Task item
Please set down every entry below exactly as given.

Saved data entries:
◇ ◇ ◇
PR #3888, opened 2020-11-17
doc commands: Align mis-indented command flags

lenormf:


lenormf:
Found #3889 in the process of doing this.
◇ ◇ ◇
Solution to the problem
PR #3888, opened 2020-11-17
doc commands: Align mis-indented command flags

lenormf:


lenormf:
Found #3889 in the process of doing this.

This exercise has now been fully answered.